In a case that the icon image data 31 of “make call to store” is touched by the user, the peripheral appliance 100 (telephone) performs processing of making a call to the store, and the host 10 performs processing of turning on a microphone and a speaker in the vehicle.

FIG. 5 illustrates a case of displaying only the icon image data 31 as the second image data. Alternatively, for example, also the text data 31b related to the icon image data 31 may be displayed at the same time as illustrated in FIG. 6. In the example illustrated in FIG. 6, a phone number of the store is displayed as the text data 31b.

The touch operation is not required for the text data 31b, so that the display device 1 prevents, from being driven, the electrode 41 in a region corresponding to the display position of the text data 31b.

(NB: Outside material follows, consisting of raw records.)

PR #633, opened 2020-06-02
RHPAM-2762 & RHPAM-2777 add tests to verify issues fixImplement test …

jakubschwan:
…scenarios using persistent test scenarioold test provider and change user impl will be removed in following commitClean framework and tests


framework-cloud/framework-openshift-operator/src/main/java/org/kie/cloud/openshift/operator/scenario/builder/WorkbenchKieServerPersistentScenarioBuilderImpl.java
```diff
@@ -68,11 +68,9 @@ public WorkbenchKieServerPersistentScenarioBuilderImpl() {
         kieApp.getSpec().setCommonConfig(commonConfig);
 
         Server server = new Server();
-        server.addEnvs(authenticationEnvVars);
         kieApp.getSpec().getObjects().addServer(server);
 
         Console console = new Console();
-        console.addEnvs(authenticationEnvVars);
```
Sgitario, line 75: I guess these changes are intentional. If so, the authenticationEnvVars list is no longer used and it can be removed.

framework-cloud/framework-openshift-operator/src/main/java/org/kie/cloud/openshift/operator/scenario/WorkbenchKieServerPersistentScenarioImpl.java
```diff
@@ -89,24 +94,29 @@ protected void deployCustomResource() {
...
-        registerTrustedSecret(kieApp.getSpec().getObjects().getConsole());
-
+        if (!isCustomTrustedSecretRegistered(kieApp.getSpec().getObjects().getConsole())) {
+            registerTrustedSecret(kieApp.getSpec().getObjects().getConsole());
+        }
         for (Server server : kieApp.getSpec().getObjects().getServers()) {
-            registerTrustedSecret(server);
+            if (!isCustomTrustedSecretRegistered(server)) {
+                registerTrustedSecret(server);
+            }
```
Sgitario, line 103: Why do we need to check whether the ssl is configured? The values will remain the same, so it should not matter if we set the environment variables again and they won't change in the second execution, right?

framework-cloud/framework-openshift-operator/src/main/java/org/kie/cloud/openshift/operator/scenario/WorkbenchKieServerPersistentScenarioImpl.java
```diff
@@ -179,4 +193,36 @@ public SsoDeployment getSsoDeployment() {
...
+            kieServerDeployment.waitForScale();
+        } else{
+            throw new RuntimeException("Application is not ready for Username and password change. Please check first that application is ready.");
+        }
+    }
+
+    private boolean areInstancesDeleted(Collection<String> oldInstancesNames) {
+        return project.getOpenShift().getPods().stream().map(Pod::getMetadata)
+                                                        .map(ObjectMeta::getName)
+                                                        .noneMatch(oldInstancesNames::contains);
```
Sgitario, line 226: Question about this: so when we change the username and password, the deployment is restarted. This means that the pods are regenerated completely? So the restart count from the container statuses remains to zero? Asking whether we can use the OpenShiftWaiters.havePodsBeenRestarted for this.

framework-cloud/framework-openshift-operator/src/main/java/org/kie/cloud/openshift/operator/scenario/WorkbenchKieServerPersistentScenarioImpl.java
jakubschwan: Yes, the value remain same but once when ssl is configured, I think there is no need to creating it again. If there is existing configuration, we should use it. It's also closer to manual update, when is KieApp updated manually we do not created the custom secret again.

framework-cloud/framework-openshift-operator/src/main/java/org/kie/cloud/openshift/operator/scenario/WorkbenchKieServerPersistentScenarioImpl.java
jakubschwan: Could be an option, but for tests we are using TestProviders, so the scenario is started once, but there are several changes and restarts. I think that this check, when we are waiting for old pod removing is better.

Sgitario: Ok ok

framework-cloud/framework-openshift-operator/src/main/java/org/kie/cloud/openshift/operator/scenario/WorkbenchKieServerPersistentScenarioImpl.java
Sgitario: Ok, I see the problem. The "env" is a field, if we don't check this, we'll be adding the same value several times. 
Maybe in order to avoid having the same hard coded values in difference places (example: "HTTPS_NAME" or "HTTPS_PASSWORD"), what about adding a transient method in the Server.java to add the env if it does not exist?

```java
    @Transient
    public void addEnvIfNotSet(String name, String value) {
        if (Stream.of(getEnv()).map(Env::getName).noneMatch(envName -> StringUtils.equals(envName, name))) {
            addEnv(new Env(name, value));
        }
    }
```

Then, it would be only about to replace the existing "addEnv" method to "addEnvIfNotSet" in OpenShiftOperatorScenario. We would not need to worry about having new methods to check existing envs or deal with duplicated hardcoded values.
What do you think?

The icon image data 31a receives the touch operation, so that the icon image data 31a is preferably displayed at a display position and in a display size corresponding to the touch detection region. The touch detection region is a region obtained by dividing one screen into a plurality of regions along boundaries of the electrodes 41. That is, each of the touch detection regions includes at least one of the electrodes 41, and the boundary between the adjacent touch detection regions corresponds to a boundary between the adjacent electrodes 41. The touch detection region is also called a scan block as a unit of reading out the touch detection signal in one touch detection period.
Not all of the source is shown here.